It's easy to forget that we are all perfect in our own design. Sometimes we muck it up with habits and choices that do not serve us.
It would seem – given the speed and ease with which most of us judge others and ourselves– that there’s something natural, even good about it. After all, just about every time our eyes alight on someone or something, we judge it as good or bad, all based on how it stacks up against some inner ideal we have of how things should be.
Why is she wearing that? He’s so clueless. OMG: I look terrible today. The inner comments never stop, and often come out in complaints we express to others. But we don’t see them as complaints. To us they are nothing less than our intelligent observations of life around us.
We also don’t see how this endless stream of judgments hurts us. When we impose a negative view on things and people based on the past conditioning we bring to the moment, we can’t experience life directly, or see the good it may be offering. We can’t see the beauty in what we’ve summarily cast away.
Of course, the most painful form of judgment is self-judgment, when the critical eye is turned back on ourselves. Within our inner courtroom, we are defendant, prosecuting attorney, judge, jury, and “executioner.” We hate ourselves for not living up to some image of how we should be, and then, to dampen this pain we turn it onto others by judging them.
End this cycle now! Here are 5 ways to see through the self-inflicted pain of judging.
Please note: our intention here must not be to escape or otherwise control this unconscious nature. Resisting our own dark thoughts and feelings does nothing to release us from the pain they produce in us. The task is much simpler, and far more effective: we need only become aware of how we feel when we judge. Waking up in this way to what has been going on in the dark of us allows us to actually "taste" what judgmental thoughts do to us and others; and the more we can taste these negative states, the greater grows our natural distaste of them!

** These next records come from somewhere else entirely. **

Issue #150, opened 2024-09-20
Add new independent test to support running shell commands called "shellcommand"


vanderpol:
**Abstract**

Add an independent test called "shellcommand" which supports running any arbitrary command or contents of a shell script on the target system.  This feature should only be used if the content is trusted, ideally digitally signed either at the benchmark level, OVAL document level, or at the object level.

This allows for many more system configuration and vulnerability tests to be performed with OVAL without making the language overly large by adding numerous system commands to OVAL.   This also will allow for security personal not well versed with OVAL to be able to create OVAL content.  It should also help to simplify some of the overly complex binary trees of tests that has plagued OVAL in the past.

**Link to Proposal**
Once a proposal has been put into pull request form, add a link to the PR here. If and as alternate proposals or objections are added they should be linked here as well.

**Additional context**
Add any other context or screenshots about the enhancement.

shawndwells:
1. Red Hat may have some opinions and lessons learned from implementation of Script Check Engine (https://www.open-scap.org/features/other-standards/sce/)

2. Can this also be implemented for *all* platforms? Specifically Windows via PowerShell and Cisco iOS and NX-OS?

vanderpol:
@shawndwells Thanks for your input, we will check out the Script Check Engine for lessons learned there.  As for Windows we plan for a windows specific windows;powershellcommand test (which essentially mirrors the unix:shellcommand, but allows for specific backend support for differences in the environments.  We had not considered Cisco IOS, IOS XE or NX-OS as in scope for this, given the Cisco specific schemas which allow for running any global/line/interface command, I didn't see where Cisco was needing this type support.

johnulmer-oval:
Please find the draft proposal for the unix shellcommand test attached.  The introduction (Background) section of the attached PDF follows.  


Background

OVAL test types have been relatively specific in their targeted functions and, typically, have been applicable to a specific system, sub-system, or application on a target machine. The time and effort required to add new tests to the OVAL specification and the relative scarcity of resources impede efficient development and support the specification. To counter this and to broadly expand the breadth of OVAL tests in general, we propose two new OVAL tests, one each for the UNIX and Windows families, the Unix shell_comand test and the Windows powershell_command test. Each is much broader in their application than the previously narrow tests currently available in OVAL allowing a content author to use the full capability of the Unix shell (e.g. bash) or the Windows powershell to retrieve system characteristics.

[...]

PR #192, opened 2024-11-21
Add new independent test to support running shell commands called shellcommand

vanderpol:
This pull request adds the capability discussed in #150

### DIFF
--- a/oval-schemas/independent-definitions-schema.xsd
+++ b/oval-schemas/independent-definitions-schema.xsd
@@ -1039,7 +1039,7 @@ The evaluation of the object should always produce at least one item.  If the ob
                                     <xsd:choice>
                                           <xsd:element ref="oval-def:set"/>
                                           <xsd:sequence>
-                                                <xsd:element name="shell" type="oval-def:EntityObjectShellType" use="optional" default="'cmd' on Windows, 'sh' on UNIX/linux, 'Zsh' on MacOS" >
+                                                <xsd:element name="shell" type="oval-def:EntityObjectShellType" use="required" >
                                                       <xsd:annotation>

Like unhealthy foods we finally see as such, so too do we lose the appetite for weighing and measuring others on our “scale.”
5 Liberating Truths About Judging Yourself
One of the great invisible impediments to realizing true self-perfection lies hidden in our tendency to judge ourselves any time an unwanted moment challenges some flattering self-image. This self-judgment is the dark effect of a divided mind that acts against itself as it first “creates” an inferior self through an imagined comparison to some ideal, and then sits in harsh judgment of that imagined self. Consider the following when caught in self-loathing:
See Through the Lie of Judgment
Judging yourself or another seems to prove the presence of an innocent “you” – someone who is superior to the inferior character now being condemned. But both the superior and inferior parts of the equation are really opposite aspects of the same lower level of consciousness – and neither is who you really are.
To discover, and then see through how you’ve been identified with these opposites is the same as freeing yourself from the painful world of ceaselessly comparing yourself to others, and vice-versa. Inviting the light of this kind of self-revelation is the same as rising above the world of painful self-judgment.